Stored data:
PR #420, opened 2025-08-04
chore: allow logging unredacted messages

nirinchev:
## Proposed changes

This is a refactoring of the logger interface to allow consumers to opt out of the automatic redacting logic. It enables a blanket opt out or opting out for specific logger type(s).

This should only be used where the messages are safe to log or where not logging the unredacted messages makes the logs meaningless. The impetus for this change is logging by the HTTP transport, which would otherwise log things like `Server started on http://<ip-address>:3000`.

## Checklist

### DIFF
--- a/src/common/logger.ts
+++ b/src/common/logger.ts
@@ -50,44 +50,95 @@ export const LogId = {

Work instruction:
Copy the records above. Leave out nothing.

Answer to this problem:
PR #420, opened 2025-08-04
chore: allow logging unredacted messages

nirinchev:
## Proposed changes

This is a refactoring of the logger interface to allow consumers to opt out of the automatic redacting logic. It enables a blanket opt out or opting out for specific logger type(s).

This should only be used where the messages are safe to log or where not logging the unredacted messages makes the logs meaningless. The impetus for this change is logging by the HTTP transport, which would otherwise log things like `Server started on http://<ip-address>:3000`.

## Checklist

### DIFF
--- a/src/common/logger.ts
+++ b/src/common/logger.ts
@@ -50,44 +50,95 @@ export const LogId = {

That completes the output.